Prey's Immersive Forebears

If you're not particularly conversant in the history of videogames, there are things in Prey that might not immediately make sense. Through reference in its design and plot, Arkane Studios is attempting to evoke games like System Shock, Ultima Underworld, and the Thief series, along with successors like Deus Ex. Those titles, which fans tend to call "immersive sims," introduced a new style of game designed for player expression. They create spaces with consistent rules and objectives and then allow the player to complete them in any way they see fit. An immersive sim ideally won't tell you whether to fight your way through an enemy stronghold, run along the rafters to avoid the baddies altogether, or drop a bomb through the skylight. It'll let you decide and adapt accordingly.

Immersive sims tend to take place in broad but confined spaces: the lavish mansions of Thief; the elaborate space stations of System Shock; the underwater city of Rapture in BioShock. Inside these spaces, details are layered on thick, alternate passageways and hidden details everywhere. Players are encouraged to fight against the will of the designers, to imagine solutions that the developers couldn't have thought of and see how the world reacts.

Prey is desperate to be an immersive sim in this vein, capturing the greatness and creativity of *Deus Ex'*s mad cyberpunk hellworld and *System Shock'*s haunted deep space exploration. And to its credit, it is probably the most expansive and technically accomplished iteration of the immersive sim that anyone's ever made.

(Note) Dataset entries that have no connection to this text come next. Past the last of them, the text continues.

PR #492, opened 2023-11-17
Index variable definitions and usages

scottming:
This PR adopts a combination of operators to extract variable definitions and usages. There are a total of 4 commits, which should address most cases. However, I have not yet handled the `else` block. I would like to gather some feedback in advance.

### DIFF
--- a/apps/remote_control/lib/lexical/remote_control/search/indexer/metadata.ex
+++ b/apps/remote_control/lib/lexical/remote_control/search/indexer/metadata.ex
@@ -2,6 +2,31 @@ defmodule Lexical.RemoteControl.Search.Indexer.Metadata do
   @moduledoc """
   Utilities for extracting location information from AST metadata nodes.
   """
+  alias Sourceror.Zipper
+
+  # fn -> things end
+  def location({:->, metadata, [[], _]}) do
+    {:expression, position(metadata)}
+  end
+
+  def location({:->, meta, [left, {:__block__, right_meta, right_blocks}]}) do
+    block_start = arrow_start_position(left)
+
+    if pos = position(right_meta, :closing) do
+      block_end = pos
+      {:block, position(meta), block_start, block_end}
+    else
+      block_end = arrow_last_position(right_meta, right_blocks)
+      {:block, position(meta), block_start, block_end}
+    end
+  end
+
+  # fn x -> x end
+  def location({:->, meta, [left, {_, right_meta, nil}]}) do
+    block_start = arrow_start_position(left)
+    {:block, position(meta), block_start, position(right_meta)}
+  end
+
   def location({_, metadata, _}) do
     if Keyword.has_key?(metadata, :do) do
       position = position(metadata)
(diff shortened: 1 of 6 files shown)


apps/remote_control/lib/lexical/remote_control/search/indexer/metadata.ex
```diff
@@ -35,4 +60,35 @@ defmodule Lexical.RemoteControl.Search.Indexer.Metadata do
     |> Keyword.get(key, [])
     |> position()
   end
+
+  defp arrow_start_position([{:when, _, blocks} | _]) do
+    arrow_start_position(blocks)
+  end
+
+  defp arrow_start_position(node) do
+    start_node = %Zipper{node: node} |> Zipper.leftmost() |> Zipper.next() |> Zipper.node()
```
zachallaun, line 69:
```suggestion
    start_node = node |> Zipper.zip() |> Zipper.leftmost() |> Zipper.next() |> Zipper.node()
```

zachallaun (commented):
I still need to think this through some more, but I've been thinking about the relationship between analysis and indexing/extractors:

* analysis is all about pre-analyzing scopes and tying definitions to a position. It should replace the notion of blocks in extractors.
* extractors should possibly have two callbacks: 1) that takes an analysis and returns any definitions that should be indexed, 2) the existing extract callback that now focuses on finding *usages* within the ast
* I started working on tracking imports during analysis last night and made some good progress on a small refactor that will make it easier to extract different features and associate them with the correct scope/definition (e.g. an argument in a fun definition, or a variable binding in a block)
* this would change what extractors need to do, when they encounter a usage, they'd use the analysis to "look up" the associated definition so that they can get its ref for indexing

I think the important bit is that analysis should contain the canonical definition of "scope" -- the indexer shouldn't have to do any scope tracking, it should just walk the ast and collect any usages we care about, and be able to refer to the analysis for definitions. Basically, extractors ask analysis, "I found this usage of `foo` at this position, what does it refer to?"

scottming:
@zachallaun 

> I think the important bit is that analysis should contain the canonical definition of "scope" -- the indexer shouldn't have to do any scope tracking, it should just walk the ast and collect any usages we care about, and be able to refer to the analysis for definitions. Basically, extractors ask analysis, "I found this usage of foo at this position, what does it refer to?"

I mostly agree with your point. It makes sense to separate the logic of defining scope and the extractor.

While implementing this PR, I noticed that our reducer does not have the concept of ancestors. So, I implemented a simple version of it. However, constructing it every time we search for definitions leads to poor performance.

If the analysis could provide answers to these questions you mentioned, our work would undoubtedly be much simpler.

zachallaun:
> While implementing this PR, I noticed that our reducer does not have the concept of ancestors. So, I implemented a simple version of it. However, constructing it every time we search for definitions leads to poor performance.
> 
> If the analysis could provide answers to these questions you mentioned, our work would undoubtedly be much simpler.

Yep! I certainly believe analysis could/should be answering these going forward. I'll look into what changes need to be made to analysis to support this.

PR #493, opened 2023-11-17
Fix find-reference

scottming:
find-reference is broken on the main branch.


zachallaun (approved):

zachallaun:
Whoops!

I'm surprised there isn't a test that caught this. Worth adding one?

scottming:
> I'm surprised there isn't a test that caught this. Worth adding one?

I think matching the `Analysis` struct here: https://github.com/lexical-lsp/lexical/pull/493/files#diff-cee6d5885f568da52d9067503a71fa4f9f0551e2fd1a49e9a8a0ebf40170e22dR52

Then it should be fine.

PR #497, opened 2023-11-21
Added indexing for function definitions using `def`

### LINKED ISSUE #466: Indexing: Function definitions
The indexer should create entries for function definitions using `def` and `defp`.

scohen:
Added indexing support for functions defined with def and defp. Both are stored in the index with different types, :public_function and :private_function.

I also added support for recognizing a local function call at a position, and added the ability to extract a range from a document to RangeSupport.

Fixes #466


apps/remote_control/lib/lexical/remote_control/search/indexer/extractors/function_definition.ex
```diff
@@ -0,0 +1,74 @@
...
+  alias Lexical.RemoteControl.Search.Indexer.Entry
+  alias Lexical.RemoteControl.Search.Indexer.Metadata
+  alias Lexical.RemoteControl.Search.Indexer.Source.Block
+  alias Lexical.RemoteControl.Search.Indexer.Source.Reducer
+
+  @function_definitions [:def, :defp]
+
+  def extract({definition, metadata, [{fn_name, _, args}, _body]} = ast, %Reducer{} = reducer)
+      when is_atom(fn_name) and definition in @function_definitions do
+    range = get_extent(reducer.analysis, metadata)
```
scottming, line 16: I'm curious about the benefits of having `get_extent` instead of `get_range` here.

apps/remote_control/lib/lexical/remote_control/search/indexer/extractors/function_definition.ex
```diff
@@ -0,0 +1,74 @@
...
+  end
+
+  defp get_extent(%Analysis{} = analysis, metadata) do
+    {line, column} = Metadata.position(metadata)
+
+    {end_line, end_column} =
+      with nil <- Metadata.position(metadata, :do),
+           nil <- Metadata.position(metadata, :end_of_expression),
+           {:ok, line_text} <- Document.fetch_text_at(analysis.document, line) do
+        end_column = String.length(line_text)
```
scottming, line 66: I believe the range of function definitions should not encompass an entire line. On one hand, many functions span multiple lines, so this range is not accurate. On the other hand, `defp`, `do`, and similar elements are redundant information. Even including parameters is unnecessary. Including only the function name would be more friendly for future implementations such as `document symbol` and `rename`.

The highlighting will also be more consistent.

apps/remote_control/lib/lexical/remote_control/search/indexer/extractors/function_definition.ex
scohen: I'm not following. Is this a naming concern?

apps/remote_control/lib/lexical/remote_control/search/indexer/extractors/function_definition.ex
scohen: this is really one of those "what's the essential nature of X" arguments that programmers like to have, and have no answer. 
What is the definition of a function? I would argue that it is the name and parameter list. Elixir agrees with this definition, as functions are defined by their name and arity. 

> so this range is not accurate.

I'm a little puzzled how you've reached this conclusion. The first two heads in the `with` attempt to figure out where the function definition ends. Pulling the entire line only happens when those heuristics have failed, which only happens on single line functions (and there are tests for those).

>  Including only the function name would be more friendly for future implementations such as document symbol and rename

This is definitely not true, those features will be given a range that is actually valid syntax (a `def` to a `do`) that can be turned into AST with `Code.Fragment.container_cursor_to_quoted` and modified with our AST tools.

scottming: I said it was inaccurate because I didn't see any tests related to *multi-lines*. However, it was a bit late last night, and I didn't look at it very carefully.

Today, I tried adding tests:

```elixir
    test "finds multi line private functions" do
      code = ~q[
        defmodule Privates do
          defp multi_lines(
            a,
            b,
            c,
            d) do
          end
        end
        ]

      {:ok, [multi_line], _} = index_functions(code)

      assert multi_line.type == :private_function
      assert multi_line.subtype == :definition
      assert multi_line.subject == "Privates.multi_lines/4"
      assert "defp multi_lines    a,\n    b,\n    c,\n    d) do" == extract(code, multi_line.range)
    end
```

and if we follow the approach you mentioned, in this particular test, the end_pos should be `{6, 10}` instead of `{6, 8}`.

```elixir
  1) test indexing private function definitions finds multi line private functions (Lexical.RemoteControl.Se
arch.Indexer.SourceTest)
     test/lexical/remote_control/search/indexer/source_test.exs:649
     Assertion with == failed
     code:  assert "defp multi_lines    a,\n    b,\n    c,\n    d) do" == extract(code, multi_line.range)
     left:  "defp multi_lines    a,\n    b,\n    c,\n    d) do"
     right: "defp multi_line    a,\n    b,\n    c,\n    d) d"
     stacktrace:
       test/lexical/remote_control/search/indexer/source_test.exs:666: (test)


Finished in 0.01 seconds (0.00s async, 0.01s sync)
38 tests, 1 failure, 37 excluded
```

apps/remote_control/lib/lexical/remote_control/search/indexer/extractors/function_definition.ex
scottming: It's not a concern, my English isn't good. From what I understand, these two words are often interchangeable. I just want to know under what circumstances they would be interchangeable. Here both words appear, the variable is 'range', and the function name is 'get_extent'.

apps/remote_control/lib/lexical/remote_control/search/indexer/extractors/function_definition.ex
scohen: this is a bug with extract, not the ranges.

scottming: However, I don't think returning 6, 8 is correct here because based on the screenshot, it should be 6, 10.

CleanShot 2023-11-25 at 10 29 33@2x

apps/remote_control/lib/lexical/remote_control/search/indexer/extractors/function_definition.ex
scohen: this sounds like a naming concern. `get_range` sounded pretty generic and non-descriptive to me, so I picked `get_extent` though perhaps. `get_definition_range` will be nicer? I'm open to other names.

scottming: > get_definition_range will be nicer?

👍🏻

zachallaun:
Couple of suggestions but looks good.

scohen:
I'll make the changes on the other PR.

PR #316, opened 2017-04-07
Split-out health check config

tgross:
This PR splits out the `health` config from the `jobs` config, per the design in [RFD86](https://github.com/joyent/rfd/blob/master/rfd/0086/multiprocess.md). One thing that diverges from the RFD is that we were missing the `heartbeat` field for jobs. We _could_ call this `poll` to be consistent with the checks, but I'd rather call it `heartbeat` because a) that's what we're calling it internally, and b) it has a different behavior than the polling.

This PR depends on and includes the work in #312, #314, and #315 so I'll rebase this when those are merged. The only commit in this PR will be 2791b36

cc @misterbisson @cheapRoc @jasonpincin @geek


tgross:
This feature has undergone some internal review and we've decided to cut it, as the semantics of multiple health checks for a service don't really make sense given that we can only report to Consul once.

PR #319, opened 2017-04-10
move health checks back into job definition

tgross:
This PR eliminates the separate `checks` package and moves health checks back under the job definition.

Included:
- changing of terminology `poll` and `frequency` to `interval` in all user-facing configs (I've left these separate internally for clarity when they're side-by-side in the code
- made log entries more consistent between `watches`, `jobs`, and `sensors`.
- `test_tasks` in the integration tests was flaky because the timeout of one of tests was very close to its frequency (now "interval"), and the test has been constrained to eliminate this flakiness. An end-user that makes the timeout and interval very close together will not be able to guarantee a specific number of `restarts` if that field is set. This is an inherent limitation in handling the timeouts and restarts asynchronously, but it's also not really a problem under realistic use. We'll document it though.
- a bunch of test and test fixture cleanup

cc @misterbisson @jasonpincin @geek @cheapRoc


tgross:
I'll push up a PR matching these requirements to RFD86 later today or tomorrow morning.

tgross:
Pushed up https://github.com/joyent/rfd/pull/32

PR #325, opened 2017-04-20
control: Use subtests and temporary file for domain socket

### LINKED ISSUE #306: control socket tests fail on MacOS
A fairly minor item for the v3.0.0 TODO pile: running the `control` package's unit tests fails on MacOS because the control socket directory `/var/run` won't typically be owned by the user. We should have the unit tests open the socket within `/tmp` or somewhere similar.

cc @cheapRoc if you feel like hitting this as you do some of the other control plane work

jen20:
Fixes #306

### DIFF
--- a/.gitignore
+++ b/.gitignore
@@ -35,3 +35,7 @@ vendor/
 
 # fake paths from overlaying volumes in Docker
 /src
+
+# IDE files
+.idea
+*.iml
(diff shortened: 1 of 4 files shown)


tgross:
LGTM. Once TravisCI gives us the 👍  let's merge this.

PR #326, opened 2017-04-20
control: Use github.com/sean-/seed instead of time

jen20:


jen20:
Nothing specifically - in a test we could probably get away with using time as a seed. However, treating test code in the same manner as production code is probably worthwhile, so we should use the correct approach vs the sloppy version.

tgross:
Why not just use https://golang.org/pkg/io/ioutil/#TempFile then?

control/control_test.go
```diff
@@ -10,14 +10,14 @@ import (
...
-	"time"
 
 	"github.com/joyent/containerpilot/tests"
 	"github.com/joyent/containerpilot/tests/assert"
+	"github.com/sean-/seed"
 )
 
 func init() {
-	rand.Seed(time.Now().UTC().UnixNano())
+	seed.MustInit()
```
sean-: Because this is a test, it can be downgraded to `seed.Init()`

cheapRoc:
Normally I'm not crazy about adding dependencies solely for the sake of testing, even if they're supporting best practices... then again, seeding a RNG should never use system time and the library is reviewable in 2 seconds (tiny).

👍 for adding this.

tgross:
I really hate to be a stickler over such a small change. But if we're talking code quality here... then even if we cargo-cult this notion that RNGs should _never_ be seeded with system time, and even if we ignore that this is a non-security-related use of randomness, and even if we ignore that the extra lib we're importing is "left-pad"-scale ceremony around the following: 

```go
func init() {
	n, err := crand.Int(crand.Reader, big.NewInt(math.MaxInt64))
	if err != nil {
		rand.Seed(time.Now().UTC().UnixNano())
		return err
	}
	rand.Seed(n.Int64())
}
```

then we still end up with something that is achieving cryptographic _randomness_ when the goal of a tempfile in this scenario is _collision resistance_. The stdlib's `ioutil.TempFile` give us this already and (bonus!) in a way that is safe to use across multiple processes.

cheapRoc:
Then the RNG line never really belonged in the first accepted PR. I missed that fact until now. I thought that was something being enhanced here because it was just accepted.

cheapRoc:
`ioutil.TempFile` also uses time to seed random generation. If that allows file names to be created via pseudo-randomization than there could be collisions in tests, no? In which case this library could help seed better randomization into those stdlib calls... or I'm completely wrong. I do know I haven't yet seen this happen in Go tests before.

cheapRoc:
Looking at the standard library more closely I'm unsure what this library is adding if `ioutil.TempFile` ensures random names sitting on the file system before returning. I had assumed this was solving for pseudo-randomization but I don't see that happening.

tgross:
One last item: that this library is MIT licensed but claims to have been lifted out of the MPL2.0-licensed Nomad project smells super dubious to me. I know we're probably fine because it's basically trivial, but if it's trivial to that degree then we don't need it as an external dependency either (if it did anything we needed, which it doesn't).

jen20:
Now these have been collapsed into subtests, the race I had attributed to being because of the domain socket file already existing (and us therefore needing a _path_ instead of a _file_) (but actually due to something inside the HTTP server) does not present, so something like this: https://play.golang.org/p/XXdAcxJHyr will work instead. I'll open a new PR in due course to improve this.

Issue #331, opened 2017-04-26
 If the preStart handler returns a non-zero exit code, ContainerPilot will not exit.


ev4ern:
```
preStart
The executable (and its arguments) that will be called immediately prior 
to starting the shimmed application. 
This field is optional. 
If the preStart handler returns a non-zero exit code, ContainerPilot will exit.
```

It doesn`t working in 2.7.2

It worked in 2.4.4

tgross:
Do you have a minimal repro?

tgross:
Nevermind, I've got a repro here. Config file:

```json
{
  "consul": "localhost:8500",
  "preStart": "cat /non-existent-file",
  "logging": {
    "level": "DEBUG",
    "format": "text"
  }
}
```

Version check:
```
$ docker run -it -v "$(pwd)/build/containerpilot:/bin/containerpilot" alpine:latest /bin/containerpilot -version
Version: '2.7.2'
GitHash: 'c0b4faa'
```

Results:
```
$ docker run -it -e "CONTAINERPILOT=file:///test.json" -v "$(pwd)/test.json:/test.json" -v "$(pwd)/build/containerpilot:/bin/containerpilot" alpine:latest /bin/containerpilot sleep 300
DEBU[0000] Loaded config: {"ServiceBackend":{},"LogConfig":{"level":"DEBUG","format":"text","output":"stdout"},"PreStart":{"Name":"preStart","Cmd":null,"Exec":"cat","Args":["/non-existent-file"],"Timeout":"0","TimeoutDuration":0},"PreStop":null,"PostStop":null,"StopTimeout":5,"Coprocesses":null,"Services":[],"Backends":[],"Tasks":null,"Telemetry":null}
DEBU[0000] preStart.RunAndWait start
DEBU[0000] preStart.Cmd.Run
cat: can't open '/non-existent-file': No such file or directory
DEBU[0000] <nil>
DEBU[0000] APP.RunAndWait start
DEBU[0000] APP.Cmd.Run
```

That's definitely a bug and not sure how that got thru the last release. I'll take a look and circle back here ASAP.

tgross:
Ok, that turned out to be pretty easy. We really need to be checking the exit code that comes up [here](https://github.com/joyent/containerpilot/blob/b99f7f866a62094f10d998ddebed84f44e3c5138/commands/commands.go#L98) as well as the error that bubbles up from the stdlib. I just tried this fix:

```
diff --git a/core/app.go b/core/app.go
[...]

Issue #330, opened 2017-04-26
Service does not remain unhealthy


lucj:
I have an API service that depends on a mongodb database.
The service is started once the underlying db is fine.

Below is the logs from compose.

Note: the log message ```debug: -> db.checkConnection: db object not instantiated``` results of the database connection check done every 3 seconds and occurs as the database cannot be reached.

```
$ docker-compose -f docker-compose-cp.yml logs -f api
Attaching to compose_api_1
api_1            | Received event:prestart
api_1            | db is not yet healthly...
api_1            | db is healthly, moving on...
api_1            | 2017/04/26 13:07:59 ==> Starting Consul agent...
api_1            | 2017/04/26 13:07:59 ==> Starting Consul agent RPC...
api_1            | 2017/04/26 13:07:59 ==> Consul agent running!
api_1            | 2017/04/26 13:07:59            Version: 'v0.7.5'
api_1            | 2017/04/26 13:07:59            Node ID: '7ba08ece-d74e-4b39-b5fb-c9b18a396864'
api_1            | 2017/04/26 13:07:59          Node name: 'b53fc98d8a7b'
api_1            | 2017/04/26 13:07:59         Datacenter: 'dc1'
api_1            | 2017/04/26 13:07:59             Server: false (bootstrap: false)
api_1            | 2017/04/26 13:07:59        Client Addr: 127.0.0.1 (HTTP: 8500, HTTPS: -1, DNS: 8600, RPC: 8400)
api_1            | 2017/04/26 13:07:59       Cluster Addr: 172.18.0.13 (LAN: 8301, WAN: 8302)
api_1            | 2017/04/26 13:07:59     Gossip encrypt: false, RPC-TLS: false, TLS-Incoming: false
api_1            | 2017/04/26 13:07:59              Atlas: <disabled>
api_1            | 2017/04/26 13:07:59
api_1            | 2017/04/26 13:07:59 ==> Log data will now stream in as it occurs:
api_1            | 2017/04/26 13:07:59
api_1            | 2017/04/26 13:07:59     2017/04/26 13:07:59 [INFO] serf: EventMemberJoin: b53fc98d8a7b 172.18.0.13
api_1            | 2017/04/26 13:07:59     2017/04/26 13:07:59 [WARN] manager: No servers available
api_1            | 2017/04/26 13:07:59     2017/04/26 13:07:59 [ERR] agent: failed to sync remote state: No known Consul servers
[...]

PR #333, opened 2017-04-26
fix child process exit handling (v3)

tgross:
For #330 and #331 in v3 only. (v2 will be under separate PR.)

There's a bunch of logic we don't need to mess with here because we no longer care about the exact exit code to return back to the container runtime now that we're not "shimming" an application.

### DIFF
--- a/commands/commands.go
+++ b/commands/commands.go
@@ -62,6 +62,7 @@ func (c *Command) Run(pctx context.Context, bus *events.EventBus) {
 	c.lock.Lock()
 	log.Debugf("%s.Run start", c.Name)
 	c.setUpCmd()
+	defer reapChildren(c.Cmd.SysProcAttr.Pgid)
 	c.Cmd.Stdout = c.logger
 	c.Cmd.Stderr = c.logger
 
@@ -102,7 +103,7 @@ func (c *Command) Run(pctx context.Context, bus *events.EventBus) {
 		}
 		// blocks this goroutine here; if the context gets cancelled
 		// we'll return from wait() and do all the cleanup
-		if _, err := c.wait(); err != nil {
+		if err := c.wait(); err != nil {
 			log.Errorf("%s exited with error: %v", c.Name, err)
 			bus.Publish(events.Event{events.ExitFailed, c.Name})
 			bus.Publish(events.Event{events.Error, err.Error()})
@@ -127,6 +128,7 @@ func (c *Command) RunAndWaitForOutput(pctx context.Context, bus *events.EventBus
 	c.lock.Lock()
 	log.Debugf("%s.Run start", c.Name)
 	c.setUpCmd()
+	defer reapChildren(c.Cmd.SysProcAttr.Pgid)
 	var (
 		ctx    context.Context
 		cancel context.CancelFunc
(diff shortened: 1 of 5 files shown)


tgross:
I'm now remembering the reason we have all this logic in there: https://github.com/joyent/containerpilot/pull/222. Let me check to make sure we won't have regressed on that bug.

tgross:
Ok, I've corrected the previous work I think... the thing that we want to do here is to make sure that we return the error if there's an error, but _not_ in the case where there's an error from `Wait` but the process itself is successful.

tgross:
Just noting here that I'm not merging this yet because I've finally got a reliable reproduction of the `wait: no child process` problem, which turns out to be an interaction between this code section and our child-reaping code in the `core` package. I'm working up a spike solution out-of-tree and once I've got that in good shape I'll push commits to this branch. Should have it sometime tomorrow.

tgross:
Ok this appears to be working; I'm going to backport it to https://github.com/joyent/containerpilot/pull/334 and then this should be ready to go.

tgross:
Here’s how the problem with the SIGCHLD reaper breaks down:

- We start jobs and wait for them to complete, and then use their exit code in some way (health, preStart, whatever)
- We also have a reaper when we run as PID1
- If the process exits and gets reaped before we get the exit code, we get `wait: no child process`, which blows away any error we get from `wait`, so we can’t tell if it succeeded or not
- If we use the lock around reaping from hashicorp/go-reap, then we get the proper exit codes, but we can’t run the reaper when other jobs are running. This doesn’t work with long-running jobs (and screws up timing of periodic jobs anyways).

The solution is to remove the out-of-band child reaping entirely. We make sure every process we start has a unique process group already, so we can pass that process group ID (negated) to the syscall to `wait4` so that it only cleans up processes with that process group ID. So rather than having a background task running to reap children, we explicitly call it with each group of processes we're done with.

The potential failure mode here is if the child process does setpgid on its own children and then daemonizes them. If this proves to be a problem we can set up a periodic reaper and accept that it will from time to time run into the race condition, but for now I'd prefer we leave it out.

commands/reaper.go
```diff
@@ -0,0 +1,32 @@
...
+			// so we keep trying until there's nothing left
+			var wstatus syscall.WaitStatus
+			pid, err := syscall.Wait4(-pgid, &wstatus, syscall.WNOHANG, nil)
+			switch err {
+			case nil:
+				if pid > 0 {
+					continue
+				}
+				return
+			case syscall.ECHILD:
```
cheapRoc: Does this switch condition need to be here if `default` also covers the same return case?

commands/commands.go
```diff
@@ -62,6 +62,7 @@ func (c *Command) Run(pctx context.Context, bus *events.EventBus) {
 	c.lock.Lock()
 	log.Debugf("%s.Run start", c.Name)
 	c.setUpCmd()
+	defer reapChildren(c.Cmd.SysProcAttr.Pgid)
```
cheapRoc: I think the defer helps to make `reapChildren` place within `Command.Run` easier to grok.

cheapRoc:
I think this turned out great. Added benefit, reaping comes across a bit clearer now that there are explicit conditions, error assertions, and a simpler for loop within the main goroutine.

commands/reaper.go
tgross: Definitely not required, but having the separate case calls out that we're explicitly looking for `ECHILD` and makes it a bit easier to debug.

PR #334, opened 2017-04-26
fix child process exit handling (v2)

tgross:
For #330 and #331 in v2 only. (v3 is in #333)

This adjusts the logic for handling the case we supposedly fixed in #222 where a process that exits before it can be `wait`'d upon will return an error from the stdlib. But we failed to assert that the exit code was actually 0, which means that a process that exits _quickly_ with an error will cause health checks to pass when they should not.

This also includes the check for the exit code described in https://github.com/joyent/containerpilot/issues/331#issuecomment-297501072

### DIFF
--- a/commands/commands.go
+++ b/commands/commands.go
@@ -97,7 +97,6 @@ func RunAndWait(c *Command) (int, error) {
 		if exitErr, ok := err.(*exec.ExitError); ok {
 			if status, ok := exitErr.Sys().(syscall.WaitStatus); ok {
 				if status.ExitStatus() == 0 {
-					log.Debug(err)
 					return 0, nil
 				}
 				return status.ExitStatus(), err
@@ -221,7 +220,6 @@ func (c *Command) waitForTimeout() error {
 		if exitErr, ok := err.(*exec.ExitError); ok {
 			if status, ok := exitErr.Sys().(syscall.WaitStatus); ok {
 				if status.ExitStatus() == 0 {
-					log.Debug(err)
 					return nil // process exited cleanly before we hit wait4
 				}
 				return fmt.Errorf("%s exited with error", c.Name)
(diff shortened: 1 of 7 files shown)


tgross:
Just noting here that I'm not merging this yet because I've finally got a reliable reproduction of the `wait: no child process` problem, which turns out to be an interaction between this code section and our child-reaping code in the `core` package. I'm working up a spike solution out-of-tree and once I've got that in good shape I'll push commits to this branch. Should have it sometime tomorrow.

tgross:
I've backported the fix in https://github.com/joyent/containerpilot/pull/333 to this PR as well. The major difference in the two implementations is that we can't use the read lock for the reaper around the "main" app because otherwise the reaper will never run. Let's see if TravisCI likes this fix and we should be good-to-go.

tgross:
Ok, I've got an explanation for what's been done here in https://github.com/joyent/containerpilot/pull/333#issuecomment-299022241. I've tested this out locally and TravisCI is happy, so I think we're ready to merge this in.

commands/commands.go
```diff
@@ -211,13 +214,18 @@ func (c *Command) waitForTimeout() error {
...
-			log.Debugf(err.Error())
-			return nil // process exited cleanly before we hit wait4
+
+	defer reapChildren(c.Cmd.SysProcAttr.Pgid)
+	err := c.Cmd.Wait()
+	if err != nil {
+		if exitErr, ok := err.(*exec.ExitError); ok {
+			if status, ok := exitErr.Sys().(syscall.WaitStatus); ok {
+				if status.ExitStatus() == 0 {
+					log.Debug(err)
```
cheapRoc: Was it your intention to keep the debug within v2's patch?

tgross: Oops, no. Looks like there a couple places I left a bit of debugging. Will clean that up.

PR #329, opened 2017-04-25
control: Refactor and clean-up for functional reload

cheapRoc:
Opening PR for #328 and continuation of #300.

This PR also implements #336 `PutEnviron` control plane endpoint.

PR #339, opened 2017-05-04
graceful control server reload

tgross:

All the pieces are certainly in place: a confined space, a wide ecosystem of enemies, a highly detailed and consistent world that adapts to player intervention well. There's also a growing set of player abilities—neurological enhancements allowing you to access superhuman powers and alien ones—that can be combined in creative ways. Everything's there, but none of it coheres.

Morgan Yu, Who Are You?

For a game obsessed with identity—Morgan's, the player's, the identity of the station itself—Prey doesn't have one of its own. You can't find it in its aesthetics, which blend flashy future sci-fi tech with a 1960s neo-futurist vibe that's one of the most clichéd settings in all of videogames. You can't find it in its story, which is largely absent, defined mostly by a list of busy work and the emails and audio logs you find scattered amongst the Telos I's various corpses. You can't find it in its characters, because there really aren't any, save for a few side players who are barely more than cardboard cutouts with grocery lists to give you. Nor will you find it in its gameplay, which is an amalgam of every immersive sim it so lovingly imitates, all blended together into a mostly tasteless slurry.

Bethesda Softworks

*Prey'*s mood—that endless movement between curiosity and inane frustration—is all the game has to define itself. And in the moments where that balance moves in the right direction, it can be a sublime experience, all its derivative parts working together in the way they were meant to, perfectly forgettable but engaging in the here and now. But just as often, the enemies are too dense to sneak through and too tough to fight. You might find that your clever tricks don't work out, and the turret you placed wasn't angled quite right, or the clumsy aiming mechanics sent a grenade you needed tumbling down a staircase. In these moments, I often found myself bereft of resources, stuck, trying any idea I could come up with just to get back to the parts of the game that weren't so tedious.

Prey doesn't understand itself, and it obliviously gets in its own way. It's ultimately too broad and too undefined to achieve its own grand ambitions. Instead of proudly stating its own identity, Prey feels adrift, the way I was during that one sublime moment in space. Unmoored of itself, it asks questions that are worth pondering but doesn't have any answers. Absent of those rejoinders, it loses its own shape, getting stuck in patterns it can't break out of, drifting further and further away from land until the credits roll.